Latrobe Valley frontline workers forced to regularly deal with ice-affected individuals are pleased help is on its way.
On Thursday the State Government announced it will implement a $45.5 million Ice Action Plan to combat the drug methamphetamine, commonly known as ice.
Recognising ice users are often aggressive and violent when presenting to health centres, funding has been directed to train workers in responding to drug-affected patients, support for them following incidents of abuse in the workplace and infrastructure to make visitors and workers in health centres safer.
According to a Turning Point report, between 2011 and 2012 there were 77 ice related ambulance callouts, whereas between 2012 and 2013, there were 231.
Welcoming the programs and support, Ambulance Victoria Gippsland regional manager Paul James said the organisation appreciated the plan’s focus on regional areas.
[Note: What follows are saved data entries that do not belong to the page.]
Issue #767, opened 2019-04-25
Hacks in get_arm API


MatthijsBurgh:
Introduced in cf87033ffe81b378eb1def10acafc3d952f86ffc

The whole arms stuff require some serious thoughts about the design.

alberth:
You want the challenge to work => you need to verify beforehand that the robot can do everything you want => you need a decision procedure for that.

Specifying in a challenge what you expect from an arm implements the latter for an arm.

So what is wrong with it?

PR #923, opened 2019-11-02
Enforce user request about accessing the force sensor

alberth:
Make it impossible to access the force sensor if the user din't ask for it, even if the hardware supports it.

### DIFF
--- a/robot_skills/src/robot_skills/arms.py
+++ b/robot_skills/src/robot_skills/arms.py
@@ -44,6 +44,9 @@ class PublicArm(object):
     """
     Public arm interface, also checks a challenge doesn't try to use more than it asked for.
 
+    THE ARM SHOULD NEVER ALLOW ANYTHING THAT WAS NOT ASKED FOR IN THE CONSTRUCTOR!
+
+
     :ivar _arm: Private link to the real arm.
     :vartype _arm: Arm
 
@@ -56,6 +59,9 @@ class PublicArm(object):
     :ivar _has_occupied_by: Whether the arm supports 'occupied_by' calls.
     :vartype _has_occupied_by: bool
 
+    :ivar _allow_force_sensor: Whether use of the force sensor is allowed.
+    :vartype _allow_force_sensor: bool
+
     :ivar _available_joint_goals: Joint goals that may be used.
     :vartype _available_joint_goals: set of str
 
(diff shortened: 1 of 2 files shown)


MatthijsBurgh:
If we are going to enforce this, it should be made more generic for different kind of sensors.

alberth:
It should become more generic indeed.

I considered that, but the pending issue is that there is currently no agreement on how to check in advance that a challenge will not fail on lack of hardware capabilities. For this reason, it seems unwise to spend time on generalizing code that may get deleted or moved to elsewhere. I started a discussion with a question about this in #767 .

This patch is just a fix wrt the semantics of `get_arm`. If you don't ask for the sensor there, you get an arm that does allow usage (if the hardware supports it). That is breaking the `get_arm` contract.

LarsJanssenTUe:

alberth:
No idea what happened, rebase just worked, just needed a force-push.

Obviously, this change is enforcing getting access to arm functionality by first querying about it, which seems still undecided.
Besides that, just merge, when the arm is refactored, this sensor thing is a simple thing.

robot_skills/examples/example_move_down_until_force_sensor_edge_up.py
```diff
@@ -4,6 +4,6 @@
 
 rospy.init_node('test_mode_down_until_force_sensor_edge_up', anonymous=True)
 robot = robot_constructor("hero")
-arm = robot.get_arm()
+arm = robot.get_arm(available_force_sensor=True)
```
LarsJanssenTUe: Make in line with master (force_sensor_required=True)

robot_skills/src/robot_skills/arms.py
```diff
@@ -167,11 +175,14 @@ def send_gripper_goal(self, state, timeout=5.0, gripper_type=None, max_torque=0.
 
     @property
     def has_force_sensor(self):
+        # Check that the user enabled force sensor access.
+        self._test_die(self._allow_force_sensor, 'allow_force_sensor=' + str(self._allow_force_sensor),
+                       "Specify get_arm(..., available_force_sensor=True)")
```
LarsJanssenTUe: available_force_sensor --> force_sensor_required

robot_skills/src/robot_skills/arms.py
```diff
@@ -167,11 +175,14 @@ def send_gripper_goal(self, state, timeout=5.0, gripper_type=None, max_torque=0.
...
         return hasattr(self._arm, "force_sensor")
 
     def move_down_until_force_sensor_edge_up(self, timeout=10, retract_distance=0.01):
-        self._test_die(self.has_force_sensor, 'available_force_sensor=' + str(self.has_force_sensor),
-                       "Specify get_arm(..., available_force_sensor=True")
+        self._test_die(self.has_force_sensor, 'has_force_sensor=' + str(self.has_force_sensor),
+                       "Specify get_arm(..., available_force_sensor=True)")
```
LarsJanssenTUe: available_force_sensor --> force_sensor_required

Mr James said while ice abuse callouts were increasing, alcohol remained the biggest single cause of substance abuse call outs with 2594 between 2011 and 2012 and 3692 between 2012 and 2013.
“Only weeks ago, Ambulance Victoria released statistics that showed there were 314 reports of assaults on paramedics in 2013/14 and this is unacceptable,” Mr James said.
“The drug ice is like no other in the way that it can quickly send people out of control.
“There is a high potential for people affected by ice to be aggressive and violent towards those trying to help them.”
A funding injection into rehabilitation services and support for families dealing with ice using family members is also included in the plan.
New laws will also be instated in relation to dealing and manufacturing the drug to make it easier for police to address the issue and extra funding will be provided for drug and booze buses.
Latrobe Police Service Area acting inspector Jason Helps said local police were happy the government recognised the issue.
“We welcome the funding in regards to the drug buses and once we see the legislation we look forward to being able to implement that,” Insp Helps said.
“We look forward to working with the other partner agencies that have received funding to help tackle the issue.”